Saved entries

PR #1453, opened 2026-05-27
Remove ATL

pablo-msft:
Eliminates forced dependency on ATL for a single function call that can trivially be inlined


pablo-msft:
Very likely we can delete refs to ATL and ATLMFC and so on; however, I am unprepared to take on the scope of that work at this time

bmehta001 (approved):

--

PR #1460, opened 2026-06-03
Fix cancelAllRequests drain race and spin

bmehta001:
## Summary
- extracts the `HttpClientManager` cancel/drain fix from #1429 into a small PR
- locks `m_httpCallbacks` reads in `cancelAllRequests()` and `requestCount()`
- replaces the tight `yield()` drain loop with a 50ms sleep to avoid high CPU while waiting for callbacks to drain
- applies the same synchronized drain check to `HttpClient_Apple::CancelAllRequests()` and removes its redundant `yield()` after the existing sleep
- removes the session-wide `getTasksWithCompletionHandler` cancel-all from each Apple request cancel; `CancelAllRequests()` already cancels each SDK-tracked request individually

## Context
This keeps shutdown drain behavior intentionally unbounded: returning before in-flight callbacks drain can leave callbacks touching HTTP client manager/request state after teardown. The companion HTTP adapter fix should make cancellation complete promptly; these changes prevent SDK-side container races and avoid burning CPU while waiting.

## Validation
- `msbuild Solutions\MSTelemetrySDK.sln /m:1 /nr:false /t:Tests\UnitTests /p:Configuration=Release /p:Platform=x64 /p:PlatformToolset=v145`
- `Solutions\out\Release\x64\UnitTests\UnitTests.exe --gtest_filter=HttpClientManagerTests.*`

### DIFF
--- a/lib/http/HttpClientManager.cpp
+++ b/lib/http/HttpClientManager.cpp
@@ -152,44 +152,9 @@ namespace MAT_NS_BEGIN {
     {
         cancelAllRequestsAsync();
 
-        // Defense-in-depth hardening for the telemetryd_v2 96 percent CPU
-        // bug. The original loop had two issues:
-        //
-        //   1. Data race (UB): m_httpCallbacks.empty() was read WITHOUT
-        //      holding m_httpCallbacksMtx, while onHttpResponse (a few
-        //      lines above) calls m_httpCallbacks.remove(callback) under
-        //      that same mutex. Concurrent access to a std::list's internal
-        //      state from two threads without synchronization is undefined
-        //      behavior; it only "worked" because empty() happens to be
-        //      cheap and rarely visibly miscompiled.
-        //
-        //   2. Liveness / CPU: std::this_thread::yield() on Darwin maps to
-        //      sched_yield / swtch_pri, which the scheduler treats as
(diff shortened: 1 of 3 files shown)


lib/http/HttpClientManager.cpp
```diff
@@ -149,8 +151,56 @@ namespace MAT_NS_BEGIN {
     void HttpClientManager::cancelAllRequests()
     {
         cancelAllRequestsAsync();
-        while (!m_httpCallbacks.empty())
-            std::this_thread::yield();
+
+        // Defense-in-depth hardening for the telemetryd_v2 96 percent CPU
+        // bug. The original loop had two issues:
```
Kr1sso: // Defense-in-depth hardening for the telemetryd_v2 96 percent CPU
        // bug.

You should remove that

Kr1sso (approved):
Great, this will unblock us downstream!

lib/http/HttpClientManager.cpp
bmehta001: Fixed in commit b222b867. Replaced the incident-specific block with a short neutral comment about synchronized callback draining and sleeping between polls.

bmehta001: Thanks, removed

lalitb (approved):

---

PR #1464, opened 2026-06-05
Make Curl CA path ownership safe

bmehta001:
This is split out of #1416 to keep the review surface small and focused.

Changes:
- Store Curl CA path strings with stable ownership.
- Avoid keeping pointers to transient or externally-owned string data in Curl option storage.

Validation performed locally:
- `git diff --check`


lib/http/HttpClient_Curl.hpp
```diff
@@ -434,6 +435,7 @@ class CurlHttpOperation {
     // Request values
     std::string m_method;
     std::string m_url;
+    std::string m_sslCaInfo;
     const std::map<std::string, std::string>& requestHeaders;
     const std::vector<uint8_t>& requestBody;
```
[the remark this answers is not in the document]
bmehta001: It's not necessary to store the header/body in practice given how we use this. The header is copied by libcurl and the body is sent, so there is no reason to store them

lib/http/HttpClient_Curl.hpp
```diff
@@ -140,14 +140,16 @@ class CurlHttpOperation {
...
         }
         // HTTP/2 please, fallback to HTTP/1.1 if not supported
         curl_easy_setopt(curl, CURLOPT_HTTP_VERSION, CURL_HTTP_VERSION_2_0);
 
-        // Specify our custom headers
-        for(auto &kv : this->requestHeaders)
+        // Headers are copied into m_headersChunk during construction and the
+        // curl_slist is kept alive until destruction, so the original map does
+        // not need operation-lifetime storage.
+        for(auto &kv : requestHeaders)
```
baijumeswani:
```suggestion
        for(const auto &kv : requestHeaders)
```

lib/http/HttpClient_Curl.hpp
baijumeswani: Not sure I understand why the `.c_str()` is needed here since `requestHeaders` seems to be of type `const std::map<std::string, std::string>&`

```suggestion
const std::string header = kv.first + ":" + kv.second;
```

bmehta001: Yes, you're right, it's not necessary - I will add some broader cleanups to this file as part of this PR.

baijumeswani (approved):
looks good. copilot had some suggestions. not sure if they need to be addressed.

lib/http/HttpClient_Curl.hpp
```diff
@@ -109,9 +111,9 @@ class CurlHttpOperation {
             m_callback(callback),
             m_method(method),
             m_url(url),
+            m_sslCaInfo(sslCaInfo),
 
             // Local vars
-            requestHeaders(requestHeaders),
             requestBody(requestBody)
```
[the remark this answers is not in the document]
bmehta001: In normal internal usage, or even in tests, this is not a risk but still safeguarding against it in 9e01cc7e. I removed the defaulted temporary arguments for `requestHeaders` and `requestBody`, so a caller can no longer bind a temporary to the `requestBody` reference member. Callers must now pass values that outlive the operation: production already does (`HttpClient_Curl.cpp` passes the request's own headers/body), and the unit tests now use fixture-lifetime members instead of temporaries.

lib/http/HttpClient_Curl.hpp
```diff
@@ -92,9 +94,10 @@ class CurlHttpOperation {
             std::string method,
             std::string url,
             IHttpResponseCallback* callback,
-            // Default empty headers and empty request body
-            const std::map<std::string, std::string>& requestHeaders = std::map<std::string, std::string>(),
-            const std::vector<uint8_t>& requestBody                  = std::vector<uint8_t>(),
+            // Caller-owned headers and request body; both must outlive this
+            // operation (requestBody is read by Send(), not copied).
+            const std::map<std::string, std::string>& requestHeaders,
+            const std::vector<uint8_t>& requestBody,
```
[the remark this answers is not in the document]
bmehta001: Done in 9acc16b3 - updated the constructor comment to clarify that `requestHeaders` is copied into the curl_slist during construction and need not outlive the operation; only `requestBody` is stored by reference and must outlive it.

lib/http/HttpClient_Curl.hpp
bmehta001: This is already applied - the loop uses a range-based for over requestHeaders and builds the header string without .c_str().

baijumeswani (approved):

→ **Action item**
Only lines containing "small" belong in the answer; copy every such line from the records.

→ **Task output**
- extracts the `HttpClientManager` cancel/drain fix from #1429 into a small PR
This is split out of #1416 to keep the review surface small and focused.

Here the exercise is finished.